I was reading through the Fabric May 2024 Updates today and noticed a pretty cool development tucked away amongst the pile of features released this month. In a single paragraph was the following:
“With OneLake shortcuts, you can bring on-premises or network-restricted data into OneLake, without any data movement or duplication.”
From my perspective, this is an INCREDIBLY cool feature that will stand as the building block for further integrations from MSFT on how the Hybrid Data Platform Architecture will continue to facilitate those who prefer cloud and those who prefer on-prem designs, creating a cohesive “best of both worlds” design.
Current Fabric Shortcut Support
For a quick refresher…a Fabric Shortcuts are essentially a view in fabric built on external file stores. It’s important to delineate the differences between a shortcut and mirroring as even I get them confused 🙂
- Shortcut: Shortcuts are objects in OneLake that point to other storage locations. Generally these are related to what I would refer to as “Data Lake Storage” locations. Shortcuts do not involve any replication of data.
- Mirroring: Mirroring is essentially the replication solution for fabric. For example, if you have an Azure SQL DB in an azure tenant you can simply mirror that SQL DB into Fabric and create a near-real time replica without migrating all of the Azure SQL DB processes and objects to fabric workloads.
Currently Fabric supports shortcuts for:
- Azure Storage: Storage Accounts and Blobs in Azure Data Lake
- Amazon S3: The AWS equivalent to Data Lake.
- Google Storage: Think google drive storage.
- Amazon S3 Compatible: De-facto standard object storage API for storing unstructured data in the cloud.
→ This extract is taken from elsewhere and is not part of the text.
PR #2293, opened 2024-02-22
Upgrade ESLint to `^8.56.0`, regenerate pnpm-lock, consolidate vs code settings

lucas-koehler:
- Upgrade ESLint for all packages to ^8.56.0. This is now possible because we no longer support Angular 12.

Unlike traditional file system interfaces, it provides application developers a means to control data through a rich API set. S3 Compatible Storage is a storage solution that allows access to and management of the data it stores over an S3 compliant interface.
AS WELL AS ON-PREMISES SOURCES! Let’s get into how to get this working…
Configuring your first on-prem source
The First key piece of infrastructure for this on-prem mirroring to work is to leverage the “Standard Data Gateway”. This is essentially the equivalent to the Self Hosted Integration Runtime of Azure Data Factory that allows you to link your Fabric Environment to your On-Prem.
Ensuring that you install this on an “always on machine” that is within your network, use the following link to access the executable file: https://go.microsoft.com/fwlink/?LinkId=2116849&clcid=0x409
Following the steps laid out in that documentation, we should be able to link fabric to the on-prem files stores.
Now that I have my on-prem data gateway installed and active:
Let’s jump over to our Lakehouse and create a shortcut with this on-prem data gateway:
It is important to note at this point to note that this feature is available for only Amazon S3, Google Cloud Storage, and S3 compatible shortcuts.
This solution WILL NOT let you just connect and display files from your local drive.
To simulate a local cloud storage for GCP, I signed up for some free storage to test the shortcut with this new setting:
And just like that we can see the example buckets created:
I now have access to data stored in GCP storage, via my private gateway, to view and leverage the data without any movement in fabric lakehouse:
Importance of network restricted file exposure through fabric shortcuts
Exposing network-restricted data stores via Microsoft Fabric’s OneLake is important for several reasons:
- Data Accessibility: It allows users to access on-premises data seamlessly without physically moving the data, maintaining data integrity and reducing transfer times.
- Security: By using a gateway, sensitive data remains within the secure network while still being accessible for analytics and processing, ensuring compliance with data protection regulations.
- Efficiency: Facilitates efficient data integration and analysis by providing a unified view of both on-premises and cloud data, enhancing decision-making processes.
Possible use case and benefits
This type of design for integrating network-restricted data stores with Microsoft Fabric’s OneLake has several use cases and benefits:
Use Cases:
- Hybrid Cloud Solutions: As discussed above, with this feature businesses can leverage both on-prem and cloud data for analytics supporting hybrid cloud models.
- Real-Time Analytics: Organizations can see exactly what is occurring in on-prem data stores without the need to transfer data to the cloud. This enables faster decision making.
Benefits:
- Cost Efficiency: Reduces the need for large-scale data transfers, saving on bandwidth and storage costs.
- Enhanced Security: Keeps sensitive data within secure, network-restricted environments while still allowing for external access.